In my previous post I was talking about the new SQL Server 2008 spatial features and how they help with most types of location data, but I mentioned the big issue is the trace back one, where a line isn’t valid if it goes back on itself. I thought I’d explain this more clearly, so consider the following points that define a line:
-0.17187595367432515, 51.50221132119076
-0.17191886901856548, 51.503840854209066
-0.1680564880371023, 51.50378742782091
-0.17191886909856548, 51.503840854209066
This defines 3 segments: vertically up, across to the right, and then back to the left, back to the second point. It’s not immediately obvious that there are two horizontal lines, because they are so close to each other, but they are there.

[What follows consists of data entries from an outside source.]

PR #43, opened 2025-05-20
chore: add release please config

joshsny:
Helps us do releases in a reliable way.


zlwaterfield (approved):
Not familar with release please but looks cool

PR #48, opened 2025-05-26
feat: setup mcp server automatically on install

joshsny:
This adds support on the wizard for setting up the PostHog MCP server after an install happens.

If the `/wizard/data` endpoint returns a personal API key than we will use that to setup the MCP clients on the users computer by adding the MCP server to their application config.

It adds support for Claude Desktop and Cursor as MCP clients.

This also adds two new commands `npx @posthog/wizard mcp add` and `npx @posthog/wizard mcp remove` for dealing with mcp servers only.


src/mcp.ts
```diff
@@ -0,0 +1,59 @@
...
+
+  await addMCPServerToClientsStep(personalApiKey as string, {});
+
+  clack.outro(`PostHog MCP server added successfully.
+
+${chalk.cyan('You might need to restart your MCP clients to see the changes.')}
+
+Get started with some prompts like:
+
+  - What feature flags do I have active?
```
daniloc, line 30: nice

daniloc (approved):
Very, very cool!

one thought:

Would it be valuable to extract ALL the configuration paths here into a separate file? as is they're kind of buried in the code and I suspect we should prepare for them to change from time to time, given the state of flux we're in. then we could audit them all at a glance.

Points 2 and 4 are almost the same, only 1 digit difference and that at the 11th decimal place, and that’s enough to make this a valid line string. Change that single digit so points 2 and 4 are the same and it’s invalid; attempt to create a LINESTRING based on the invalid points gives:
A .NET Framework error occurred during execution of user-defined routine or aggregate “geography”:
System.ArgumentException: 24200: The specified input does not represent a valid geography instance.
The figures above are to a very high resolution, but consider a general purpose GPS unit, with perhaps only 5 significant places for it’s resolution, the chances of points overlapping increases. You can easily take two GPS readings without moving and get two different points, or three readings and three points, but giving only two locations (I have data where this has happened). The accuracy of modern GPS receivers is around 5-10m, sometimes better, sometimes worse; more expensive differential or gyro-based GPS units give more accuracy, down to centimetres, but these are more expensive and generally not available in consumer units.

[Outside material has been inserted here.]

PR #65, opened 2025-06-14
Fix getSupportedClients

### LINKED ISSUE #64: `getSupportedClients` doesn't work correctly
`getSupportedClients` is currently defined as:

Most applications that track objects, whether they be people or vehicles, could easily come up against this sort of data. It’s not hard to think of scenarios; consider tracking a car, which is stopped in traffic; a car coming the opposite way wishes to turn in front of it, so the first car reverses back a little, gives the second car room, then edges forward again as traffic moves. As we start to rely upon location based services more, our reliance upon accurate data increases. My view is that the rules on validity of line strings needs to be relaxed, although some browsing indicates that the rules are a well-established standard, so I’m on a knife edge: extend the standard or break it to make my life easier? I’m a huge fan of standards, but this one doesn’t seem to be that practical in real life. Many of the examples you see show a few individual points, or county and country boundaries, but there’s very little real life tracking data.
Multiple Line Strings
Even if Microsoft do relax the limitations on what constitutes a valid line string, it’s not going to appear until the next version, so workarounds need to be used. First is the support for multiple geometries, which is easier to explain if we go back to simple points:
0, 0
0, 10
0, 5
This is an invalid LINESTRING, so you couldn’t do this:
DECLARE @line Geography =
Geography::STGeomFromText(‘LINESTRING(0 0, 0 10, 0 5)’, 4326)

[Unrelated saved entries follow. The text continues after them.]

PR #66, opened 2025-06-14
fix: package not installed tracked twice

leoffx:
`analytics.setTag(`${packageName.toLowerCase()}-installed`, installed);` already tracks that the package was not installed, making it unnecessary for it to be called again in the `!installed` branch


joshsny (approved):
💖

PR #70, opened 2025-06-24
fix: Prevent uploading newline env values

daniloc:
womp womp:

https://posthog.com/questions/vercel-request-401

On uploading values to Vercel, remove any stray newlines that got sucked in as part of a value.


daniloc:
we're good here!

But you could represented this as a MULTILINESTRING:
DECLARE @line Geography =
Geography::STGeomFromText(‘MULTILINESTRING(0 0, 0 10),(0 10, 0 5)’, 4326)
This consists of two line strings, so it perfectly valid. The problem now becomes, how do you know where to split the list of points? You could, perhaps, build up a collection; if a point already exists in the collection, start a new set of points. It would work, but isn’t very efficient (although if you don’t create these very often that might be irrelevant), plus it’s harder to do in SQL.
Exception Handling in SQL
Another option, which I’m currently investigating, could be to just wrap the creation of the line string in a try catch. Yes, for those that didn’t know, SQL has exception handling. For example, I could do:
DECLARE @line Geography
BEGIN TRY
SET @line = Geography::STGeomFromText(‘LINESTRING(0 0, 0 10, 0 5)’, 4326)
END TRY
BEGIN CATCH
END CATCH
This solves the problem of the invalid geometry by simply ignoring the exception. The geography object exists and contains the correct data, although there’s no guarantee that any of the spatial methods will produce the correct results when used on this invalid type.
Investigations continue …
October 8, 2009 at 11:17 am
There are two more options:
1) Create a Multilinestring and add a Linestring for each two consecutive points. This way you don’t need to worry about exception handling and other issues. On the other hand this will double total number of points. Other than that, there should not be other issues, like if you want to calculate length or see if the path is intersecting with some objects.
2) Construct a geometry Linestring by putting directly all Lat,Lon values. Then call MakeValid and construct Geography by parsing WKT constructed by MakeValid, such as:
geography::Parse(geom.MakeValid().ToString())
October 9, 2009 at 9:15 am
Milan
Number 1 is an interesting option, I’d not thought about just duplicating every pair. I’m, not sure this is something I want to do given the amount of data I have, but it might be worth persuing.
Using Geometry is something I’m investigating at the moment, trying to work out wheth MakeValid changes the data in a way that makes it invalid for us.